Hank Nuwer at bat, 1981
Hank Nuwer at bat
 

Phil Rosenberg’s Montreal Expos uniform is steeped in sweat as he studies the crouching batter. On the line is his future.
Despite a good college record at the University of Buffalo, the pitcher had not been selected in baseball’s major-league draft. Consequently, at his own expense, he is here in Daytona Beach this March afternoon, hoping to catch on with the Denver Bears or another team in the Montreal farm system.
After four straight pitches are fouled off, he slips a curve over the inside of the plate, which the left-handed batter catches on the bat handle. The result is a routine chopper wide of first. The first baseman, also there for a tryout, glances to make sure Rosenberg is covering, and muffs the play. The ball caroms off the heel of his glove toward foul territory, and the batter, legs pumping high, chugs into second on the error.
The bearded first baseman stands with head bowed, kicking at the hard-baked red clay infield. Ten minutes later he snags a rifled toss from the shortstop for a putout to end the inning, but not until two unearned runs have crossed the platter.
Following the game, a farm-system spokesman informs Rosenberg that his tryout is a failure. A pitcher must haul himself out of hot water whether he puts himself there or a teammate did.
Back in the clubhouse after taking a shower, the first baseman learns of Rosenberg’s fate. His immediate reaction is to wince. I know exactly how he feels. The first baseman, you see, was me.
Everyone has a schtick. Run a bank, sell shoes, drive a truck. People pay you for this expertise. My schtick is experiencing other people’s schticks, and then writing about them for magazines. To this end I have, among other things, helped Basques herd sheep, investigated life in a Louisiana leper colony, chased grey whales along the California coast and bogarted into hideouts with a 360-pound bounty hunter to nail bail skips. This past winter I arranged to do a story for Denver Magazine about participating in spring training with the Denver Bears of the American Association, only one big step removed from the major leagues.

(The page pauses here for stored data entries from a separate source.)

PR #1482, opened 2024-03-04
Allow ordering DataTables by clicking a header

acelaya:
Add new `order` and `onOrderChange` optional props to `DataTable`, that can be used to handle which column is being used to order the rows and display a visual hint.

The type of `order` is `null | { field: Field; direction: 'ascending' | 'descending' }`, where `Field` represents any key of the generic `Row` type from the table.

The value `null` is also the default, and represents that no ordering is being applied.

Every time a column is clicked, if `onOrderChange` was provided, it tries to determine what's the new ordering following this logic.

* When the same column is clicked it transitions from `null`->`{ field: 'the_column', direction: 'ascending' }`->`{ field: 'the_column', direction: 'descending' }`->`null`->...
* When a different column is clicked, it resets whatever ordering is active into `{ field: 'the_new_column', direction: 'ascending' }`

Once determined, `onOrderChange` is invoked with the new value.

### Examples

This PR includes examples in the docs where ordering the rows happens client-side and server-side. This is possible thanks to the fact that both props are controlled by the consumer component.

https://github.com/hypothesis/frontend-shared/assets/2719332/58e955aa-4461-4f8b-bfb4-cea1aaf7b46e

https://github.com/hypothesis/frontend-shared/assets/2719332/2eddace6-517f-4447-b236-192390e58b9a

### A11y

Accessibility is implemented as described in https://www.w3.org/WAI/ARIA/apg/patterns/table/examples/sortable-table/

* The active sorting column includes `aria-sort="ascending|descending"`.
* Ordering icons are hidden from screen readers via `aria-hidden`.
* Columns that can be used to order the table, render a header button with special focus style.
* Orderable columns include an `aria-label` and `title` which explains that clicking on them will order the table.

### TODO

 - [x]  Make the solution accessible
 - [x] Add an example where data is loaded asynchronously
 - [x] Consider allowing to define the columns that can be used to order
 - [x] Add tests

### DIFF
--- a/src/components/data/DataTable.tsx
+++ b/src/components/data/DataTable.tsx
@@ -6,7 +6,8 @@ import { useStableCallback } from '../../hooks/use-stable-callback';
 import { useSyncedRef } from '../../hooks/use-synced-ref';
 import type { CompositeProps } from '../../types';
 import { downcastRef } from '../../util/typing';
-import { SpinnerSpokesIcon } from '../icons';
+import { ArrowDownIcon, ArrowUpIcon, SpinnerSpokesIcon } from '../icons';
+import { Button } from '../input';
 import ScrollContext from './ScrollContext';
 import Table from './Table';
 import TableBody from './TableBody';
@@ -15,15 +16,20 @@ import TableFoot from './TableFoot';
 import TableHead from './TableHead';
 import TableRow from './TableRow';
 
-export type TableColumn = {
-  field: string;
+export type TableColumn<Field> = {
+  field: Field;
   label: string;
   classes?: string;
 };
 
+export type Order<Field> = {
+  field: Field;
+  direction: 'ascending' | 'descending';
+} | null;
+
 type ComponentProps<Row> = {
   rows: Row[];
-  columns: TableColumn[];
+  columns: TableColumn<keyof Row>[];
 
   /** Content to render if rows is empty (and not in a loading state) */
   emptyMessage?: ComponentChildren;
@@ -59,6 +65,25 @@ type ComponentProps<Row> = {
    */
   onConfirmRow?: (r: Row) => void;
 
+  /** Current sort order */
+  order?: Order<keyof Row>;
+
+  /**
+   * Callback invoked when user clicks a column header to change the sort order.
+   * When a header is clicked, if that's not the active order, it is set with
+   * order='ascending'.
+   * If the active header is clicked consecutively, direction rotates from
+   * 'ascending' to 'descending', and from 'descending' to no-active-order.
+   */
+  onOrderChange?: (order: Order<keyof Row>) => void;
+
+  /**
+   * Columns that can be used to order the table. Ignored if `onOrderChange` is
+   * not provided.
+   * No columns will be orderable if this is not provided.
+   */
+  orderableColumns?: Array<keyof Row>;
+
   /** Callback to render an individual table cell */
   renderItem?: (r: Row, field: keyof Row) => ComponentChildren;
   title: string;
@@ -73,6 +98,38 @@ export type DataTableProps<Row> = CompositeProps &
 
 function defaultRenderItem<Row>(r: Row, field: keyof Row): ComponentChildren {
   return r[field] as ComponentChildren;
+}
+
+function calculateNewOrder<T>(newField: T, prevOrder: Order<T>): Order<T> {
+  if (newField !== prevOrder?.field) {
+    return { field: newField, direction: 'ascending' };
+  }
+
+  return prevOrder.direction === 'ascending'
+    ? { field: newField, direction: 'descending' }
+    : null;
+}
+
+type HeaderComponentProps = {
+  onClick?: () => void;
+  children: ComponentChildren;
+  field: string;
+};
+
+function HeaderComponent({ children, onClick, field }: HeaderComponentProps) {
+  const commonClasses = 'flex justify-between items-center';
+  return onClick ? (
+    <Button
+      classes={`${commonClasses} w-full !p-3`}
+      variant="custom"
+      onClick={onClick}
+      data-testid={`${field}-order-button`}
+    >
+      {children}
+    </Button>
+  ) : (
+    <div className={commonClasses}>{children}</div>
+  );
 }
 
 /**
@@ -94,6 +151,10 @@ export default function DataTable<Row>({
   onConfirmRow,
   emptyMessage,
 
+  order = null,
+  onOrderChange,
+  orderableColumns = [],
+
   // Forwarded to Table
   borderless,
 
@@ -101,6 +162,13 @@ export default function DataTable<Row>({
 }: DataTableProps<Row>) {
   const tableRef = useSyncedRef(elementRef);
   const scrollContext = useContext(ScrollContext);
+  const updateOrder = useCallback(
+    (newField: keyof Row) => {
+      const newOrder = calculateNewOrder(newField, order);
+      onOrderChange?.(newOrder);
+    },
+    [onOrderChange, order],
+  );
 
   const noContent = loading || (!rows.length && emptyMessage);
   const fields = useMemo(() => columns.map(column => column.field), [columns]);
@@ -251,11 +319,38 @@ export default function DataTable<Row>({
     >
       <TableHead>
         <TableRow>
-          {columns.map(column => (
-            <TableCell key={column.field} classes={column.classes}>
-              {column.label}
-            </TableCell>
-          ))}
+          {columns.map(column => {
+            const isOrderable =
+              !!onOrderChange && orderableColumns.includes(column.field);
+            const isActiveOrder = order?.field === column.field;
+
+            return (
+              <TableCell
+                key={column.field}
+                classes={column.classes}
+                unpadded={isOrderable}
+                aria-sort={isActiveOrder ? order.direction : undefined}
+              >
+                <HeaderComponent
+                  field={column.field.toString()}
+                  onClick={
+                    isOrderable ? () => updateOrder(column.field) : undefined
+                  }
+                >
+                  <div>{column.label}</div>
+                  {isActiveOrder && (
+                    <div className="bg-white rounded p-1" aria-hidden>
+                      {order.direction === 'ascending' ? (
+                        <ArrowUpIcon />
+                      ) : (
+                        <ArrowDownIcon />
+                      )}
+                    </div>
+                  )}
+                </HeaderComponent>
+              </TableCell>
+            );
+          })}
         </TableRow>
       </TableHead>
       <TableBody>
--- a/src/components/data/TableCell.tsx
+++ b/src/components/data/TableCell.tsx
@@ -8,7 +8,10 @@ import TableContext from './TableContext';
 import TableSectionContext from './TableSectionContext';
 
 export type TableCellProps = PresentationalProps &
-  Omit<JSX.HTMLAttributes<HTMLElement>, 'size'>;
+  Omit<JSX.HTMLAttributes<HTMLElement>, 'size'> & {
+    /** Remove default padding, allowing consuming code to control it */
+    unpadded?: boolean;
+  };
 
 /**
  * Render a single table cell
@@ -17,6 +20,7 @@ export default function TableCell({
   children,
   classes,
   elementRef,
+  unpadded = false,
 
   ...htmlAttributes
 }: TableCellProps) {
@@ -31,8 +35,8 @@ export default function TableCell({
       {...htmlAttributes}
       ref={downcastRef(elementRef)}
       className={classnames(
-        'p-3',
         {
+          'p-3': !unpadded,
           // Set horizontal borders here for table headers. This needs to be
           // done here (versus on the row or table) to prevent a 1-pixel wiggle
           // on scroll with sticky headers.
--- a/src/components/data/test/DataTable-test.js
+++ b/src/components/data/test/DataTable-test.js
@@ -406,5 +406,83 @@ describe('DataTable', () => {
     });
   });
 
+  context('when table can be ordered', () => {
+    [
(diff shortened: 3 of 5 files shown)


src/pattern-library/components/patterns/data/DataTablePage.tsx
```diff
@@ -1,17 +1,87 @@
...
+  rows,
+  ...rest
+}: Omit<DataTableProps<StrictNabokovNovel>, 'order' | 'onOrderChange'>) {
+  const [loading, setLoading] = useState(false);
+  const [order, setOrder] = useState<Order<keyof StrictNabokovNovel>>(null);
+  const changeOrder = useCallback(
+    (newOrder: Order<keyof StrictNabokovNovel>) => {
+      setOrder(newOrder);
+      setLoading(true);
+      setTimeout(() => setLoading(false), 600);
```
acelaya, line 68: The async loading of ordered rows is faked here.

In a real scenario, we would be using a fetcher, where the order would be part of the key somehow, and would also receive the order object. The we would pass the list of rows returned by the fetcher asynchronously, and use its `loading` to provide it to the DataTable.

src/components/data/DataTable.tsx
```diff
@@ -75,6 +97,38 @@ function defaultRenderItem<Row>(r: Row, field: keyof Row): ComponentChildren {
...
+  onClick?: () => void;
+  children: ComponentChildren;
+  label: string;
+};
+
+function HeaderComponent({ children, onClick, label }: HeaderComponentProps) {
+  const commonClasses = 'flex justify-between items-center';
+  return onClick ? (
+    <Button
+      classes={`${commonClasses} w-full !p-3`}
```
acelaya, line 120: Setting `!p-3`is a bit ugly. I considered adding `unstyled`, so that then we can simply add the regular `p-3` class, but it has the side effect that the focus ring styles are not added.

src/components/data/DataTable.tsx
```diff
@@ -15,15 +16,20 @@ import TableFoot from './TableFoot';
...
 
+export type Order<Field> = {
+  field: Field;
+  direction: 'ascending' | 'descending';
+} | null;
+
 type ComponentProps<Row> = {
   rows: Row[];
-  columns: TableColumn[];
+  columns: TableColumn<keyof Row>[];
```
acelaya, line 32: Making this generic requires being more strict in downstream projects, but it's not critical. I tested this in LMS, and the only requirement was typing the array of columns as `DataTableProps<foo>['columns']`.

In the docs I used a different approach, which is setting the values `as const` on the fly. Both options should work and we might choose one over the other depending on the case.

Other than that, it is very useful to avoid typos, and plays well with the new `orderableColumns` prop.

src/pattern-library/components/patterns/data/DataTablePage.tsx
```diff
@@ -1,17 +1,87 @@
...
+      }
+
+      if (order.direction === 'ascending') {
+        return a[order.field] > b[order.field] ? 1 : -1;
+      }
+
+      return a[order.field] > b[order.field] ? -1 : 1;
+    });
+  }, [order, rows]);
+}
```
acelaya, line 39: I reckon we might want to eventually extract this hook and expose it as a utility.

src/components/data/DataTable.tsx
```diff
@@ -59,6 +65,25 @@ type ComponentProps<Row> = {
...
+   * 'ascending' to 'descending', and from 'descending' to no-active-order.
+   */
+  onOrderChange?: (order: Order<keyof Row>) => void;
+
+  /**
+   * Columns that can be used to order the table. Ignored if `onOrderChange` is
+   * not provided.
+   * Defaults to all columns.
+   */
+  orderableColumns?: Array<keyof Row>;
```
acelaya, line 85: We don't usually use the `Array<>` notation to type arrays, but I think `Array<keyof Row>` is easier to read than `(keyof Row)[]`

src/components/data/DataTable.tsx
robertknight: This assumes that the `Row` objects are always going to be objects with properties that match the columns. I expect that is usually true. It might turn out to be too strict a requirement in some cases. An alternative would be to define a second generic for `ComponentProps` which is the type of columns, defaulting to `keyof Row`.

src/components/data/DataTable.tsx
```diff
@@ -59,6 +65,25 @@ type ComponentProps<Row> = {
    */
   onConfirmRow?: (r: Row) => void;
 
+  /** Currently active order */
```
robertknight, line 68:
```suggestion
  /** Current sort order */
```

src/components/data/DataTable.tsx
```diff
@@ -59,6 +65,25 @@ type ComponentProps<Row> = {
...
+  order?: Order<keyof Row>;
+
+  /**
+   * Callback when active order changes, by clicking a column header.
```
robertknight, line 72:
```suggestion
   * Callback invoked when user clicks a column header to change the sort order.
```

There might be other triggers that change the sort order in future, but I think it makes sense to describe this in terms of the main trigger.

src/components/data/DataTable.tsx
robertknight: I agree. I usually use `Array` too in such cases.

src/components/data/DataTable.tsx
```diff
@@ -75,6 +100,38 @@ function defaultRenderItem<Row>(r: Row, field: keyof Row): ComponentChildren {
...
+};
+
+function HeaderComponent({ children, onClick, label }: HeaderComponentProps) {
+  const commonClasses = 'flex justify-between items-center';
+  return onClick ? (
+    <Button
+      classes={`${commonClasses} w-full !p-3`}
+      variant="custom"
+      onClick={onClick}
+      title={`Click to order table by ${label}`}
```
robertknight, line 126: I think we can omit this title here, as it is a strong convention that tables with button headers will sort their columns. Including the "Click to order table by" text makes navigating the table a bit annoying because it adds uninformative text in front of the column name. The example you mentioned at https://www.w3.org/WAI/ARIA/apg/patterns/table/examples/sortable-table/ for example just uses regular buttons. There is also a single table-wide caption to provide a hint, but I don't think that's essential.

src/components/data/DataTable.tsx
robertknight, line 85: The caller will need to provide code for every column they want to support sorting by. For that reason it might be better to require the caller to list all of the sortable columns instead of defaulting to assuming they are all sortable.

src/components/data/TableCell.tsx
```diff
@@ -8,7 +8,10 @@ import TableContext from './TableContext';
 import TableSectionContext from './TableSectionContext';
 
 export type TableCellProps = PresentationalProps &
-  Omit<JSX.HTMLAttributes<HTMLElement>, 'size'>;
+  Omit<JSX.HTMLAttributes<HTMLElement>, 'size'> & {
+    /** Do not apply a default padding, allowing consuming code to control it */
+    unPadded?: boolean;
```
robertknight, line 13:
```suggestion
    unpadded?: boolean;
```

src/components/data/test/DataTable-test.js
```diff
@@ -406,5 +406,81 @@ describe('DataTable', () => {
...
+      // Clicking the same column when initially ascending, transitions to descending
+      {
+        initialOrder: { field: 'name', direction: 'ascending' },
+        clickedColumn: 'Name',
+        expectedNewOrder: {
+          field: 'name',
+          direction: 'descending',
+        },
+      },
+      // Clicking the same column when initially descending, transitions to no order
```
robertknight, line 435: Was the choice to cycle between `ascending -> descending -> no order` rather than `ascending -> descending -> ascending ...` based on an existing UI? I wonder if it might be better to simplify the behavior so that there is no option to remove the sorting once applied, ie. it would just cycle through ascending/descending.

src/pattern-library/components/patterns/data/DataTablePage.tsx
```diff
@@ -1,17 +1,87 @@
...
 const nabokovColumns = [
-  { field: 'title', label: 'Title' },
-  { field: 'year', label: 'Year' },
-  { field: 'language', label: 'Language' },
+  { field: 'title' as const, label: 'Title' },
+  { field: 'year' as const, label: 'Year' },
+  { field: 'language' as const, label: 'Language' },
 ];
 
+type StrictNabokovNovel = Omit<NabokovNovel, 'translatedTitle'>;
```
robertknight, line 16: Why `Strict`?

src/pattern-library/components/patterns/data/DataTablePage.tsx
robertknight: If you used the same approach as the fake implementation here but used varying timeouts then you might get the wrong result if clicking to change the order while the table is loading. If the order becomes part of the key in a proper fetch mechanism then that problem should be avoided.

robertknight (commented):
Overall this looks great. I had some small comments on the API and header labeling, but I think this is pretty close.

src/components/data/DataTable.tsx
acelaya: > An alternative would be to define a second generic for ComponentProps which is the type of columns, defaulting to keyof Row.

I like this idea.

acelaya: I tried to apply a less strict logic, but TypeScript ends up complaining one way or another because the logic assumes a correlation between columns and the fields on every row for different tasks. In fact, I realized we are already using `keyof Row` at least in two places. See [line 63](https://github.com/hypothesis/frontend-shared/blob/8c9a30c6dbf03e883a33b94212a199d65744d22f/src/components/data/DataTable.tsx#L63) and [line 74](https://github.com/hypothesis/frontend-shared/blob/8c9a30c6dbf03e883a33b94212a199d65744d22f/src/components/data/DataTable.tsx#L74).

On top of that, when it comes to logic related specifically with ordering, a new generic type that defaults to `keyof Row` is still not strict enough. Typescript starts spotting errors unless this new generic type is also defined as `extends keyof Row`, which means you can still define only keys of Row, defeating the purpose.

So if you are ok with it, I think I'm going to leave it as is for now. If we find a case in which columns do not strictly match Row fields, there are pieces of logic that would't work anyway, so we can come back to it when we have a concrete case.

robertknight: OK, that makes sense. Let's continue with this as-is.

src/components/data/DataTable.tsx
acelaya: I had mixed feelings about this title, but I also didn't love the caption approach suggested in https://www.w3.org/WAI/ARIA/apg/patterns/table/examples/sortable-table/, so if you think we can just skip this, I'm happy with it 🙂

src/components/data/DataTable.tsx
acelaya: Yep, I think you are right.

src/components/data/DataTable.tsx
robertknight: I think this is a common-enough pattern that we can skip the caption.

src/pattern-library/components/patterns/data/DataTablePage.tsx
acelaya: Nah, because I couldn't come up with a better wording 😅. I just wanted to exclude `translatedTitle` because it's optional, hence the word "Strict".

I guess we could name it `BasicNabokovNovel`, `BaseNabokovNovel`, `SimpleNabokovNovel`, or something in those lines.

src/pattern-library/components/patterns/data/DataTablePage.tsx
acelaya: Good catch. I'll try to handle that here.

I guess in the case of using `useFetch`, the in-progress request would be aborted and a new one would be triggered, so we should be covered as you said.

acelaya:
@robertknight you can find the reasoning behind the order direction loop (ascending -> descending -> no order) in this comment https://github.com/hypothesis/frontend-shared/pull/1482/files#r1519783744

One example of what's explained there can actually be seen in [the pattern library](http://localhost:4001/data-datatable). The list of novels has an initial arbitrary order, which does not match ordering by any of the columns, ascending nor descending.

src/components/data/TableCell.tsx
```diff
@@ -8,7 +8,10 @@ import TableContext from './TableContext';
 import TableSectionContext from './TableSectionContext';
 
 export type TableCellProps = PresentationalProps &
-  Omit<JSX.HTMLAttributes<HTMLElement>, 'size'>;
+  Omit<JSX.HTMLAttributes<HTMLElement>, 'size'> & {
+    /** Do not apply a default padding, allowing consuming code to control it */
```
robertknight, line 12:
```suggestion
    /** Remove default padding, allowing consuming code to control it */
```

I think this makes it a bit easier to reason about what `true` and `false` values mean ("Do/don't remove default padding" vs "Do/don't not apply a default padding").

src/pattern-library/components/patterns/data/DataTablePage.tsx
```diff
@@ -1,17 +1,104 @@
...
 const nabokovColumns = [
-  { field: 'title', label: 'Title' },
-  { field: 'year', label: 'Year' },
-  { field: 'language', label: 'Language' },
+  { field: 'title' as const, label: 'Title' },
+  { field: 'year' as const, label: 'Year' },
+  { field: 'language' as const, label: 'Language' },
 ];
 
+type SimpleNabokovNovel = Omit<NabokovNovel, 'translatedTitle'>;
```
robertknight, line 16: I think this name is better. "Strict" sounded like it was something to do with TypeScript strict-ness.

robertknight:
Don't forget to update the PR title, as it is no longer a "POC"!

This presented a formidable challenge. Restaurant food and liquid lunches had ambushed my closer-to-35-than-34-year-old body. I packed 225 pounds on a frame meant to hold 190. Ironically, since leaving my Buffalo home to become a roving writer.. But with my blood pressure occasionally soaring and my endurance fading fast, I feared my Type A tendencies might allow me little time to enjoy what little professional success I’d attained writing about hazing, my specialty area, and sports. More than just an assignment, then, getting in shape to play for Denver represented a sort-of redemption.

My first workout was February 15th in Hollywood. That Sunday-afternoon outing around a high school track was torture. A quarter-mile was all I could manage. My lungs felt as though someone had lit a firecracker within them. I knew I needed to psyche myself up. The vision of my paunchy body waddling into a dressing room crammed with trim athletes bothered me no end.

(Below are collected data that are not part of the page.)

PR #1494, opened 2024-03-21
Add download icon

acelaya:
Part of https://github.com/hypothesis/client/issues/6255

Add new `DownloadIcon` matching the one used in the new pending updates notification designs.

image

The new icon component was added by running `node ./scripts/generate-icons.js`, which as a side effect updated/optimized some of the existing icons, probably due to changes on the `svgo` dependency.


robertknight (approved):
LGTM. I believe you're right about the changes to other files.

Fortunately, my impetus to change came that very afternoon. I drove into the Hollywood Hills to slop down some consolatory suds witha friend, and a girl whose car had died flagged down my pick-up on Hollywood Boulevard. She turned out to be a Hollywood starlet. Lightning strike medown if I lie. Curvy blonde actress Beverly D’Angelo, the co-star of Hairand Coal Miner’s Daughter, clambered onto my truck to search for jumper cables.

Right off the bat, she brought up the subject of weight. “I’m going on a macrobiotic diet tomorrow,” she confided.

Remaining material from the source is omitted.